=== DATA SHOWN ===

PR #51, opened 2018-03-04
fix a couple of type issues in minimization hash

hendrikmuhs:
fix a couple of namings and types in minimization hash as well as memory usage calculation

### DIFF
--- a/keyvi/tests/keyvi/dictionary/fsa/internal/minimization_hash_test.cpp
+++ b/keyvi/tests/keyvi/dictionary/fsa/internal/minimization_hash_test.cpp
@@ -69,6 +69,19 @@ BOOST_AUTO_TEST_CASE(reset) {
   delete hash;
 }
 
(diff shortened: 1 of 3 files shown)


keyvi/tests/keyvi/dictionary/fsa/internal/minimization_hash_test.cpp
```diff
@@ -69,6 +69,19 @@ BOOST_AUTO_TEST_CASE(reset) {
   delete hash;
 }
 
+BOOST_AUTO_TEST_CASE(memory_usage) {
+  // default
+  MinimizationHash<PackedState<>> *hash = new MinimizationHash<PackedState<>>();
+  BOOST_CHECK_EQUAL(hash->GetMemoryUsage(), (8171 + 2042) * sizeof(PackedState<>));
+  delete hash;
```
narekgharibyan: Maybe we can allocate object in stack, or use `std::unique_ptr` here ?

PR #56, opened 2018-03-16
fixed JumpConsistentHashString() bindings for Python3, Python2 unicode

narekgharibyan:
- fixed JumpConsistentHashString() bindings for Python3, Python2 unicode
- suppressing stdout from merger binary test


hendrikmuhs:
Looks good as is, but there is also an alternative:

If we change JumpConsistentHashString to take a std::string as input instead of a C string, you could use libcpp_utf8_string for the binding, not requiring to write extra code.

narekgharibyan:
@hendrikmuhs thanks for the hint, this way it looks much better!

PR #57, opened 2018-03-20
Return Unicode string from keyvi python API

narekgharibyan:
- fixed unit tests to be compatible with new unicode format
 - added OutputStdStringUnicodeConverter for return string types


python/src/converters/__init__.py
```diff
@@ -3,3 +3,4 @@
 
 def register_converters():
     special_converters.append(MatchIteratorPairConverter())
+    special_converters.append(OutputStdStringUnicodeConverter())
```
hendrikmuhs: we should try to get this into autowrap.

Having that said, as we do not know if and when they accept it, this is of course fine for now.

python/tests/test_tools.py
```diff
@@ -20,12 +20,4 @@ def tmp_dictionary(compiler, file_name):
     os.remove(fq_file_name)
 
 def decode_to_unicode(data):
```
hendrikmuhs: can we remove it or does it require a lot more changes?

python/src/converters/__init__.py
narekgharibyan: Sure, will send a PR to them as well.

===

ABOUT THIS TASK:
From the entries, report every line in which the string "PackedState" occurs.

RESULT FOR THIS TASK:
+  MinimizationHash<PackedState<>> *hash = new MinimizationHash<PackedState<>>();
+  BOOST_CHECK_EQUAL(hash->GetMemoryUsage(), (8171 + 2042) * sizeof(PackedState<>));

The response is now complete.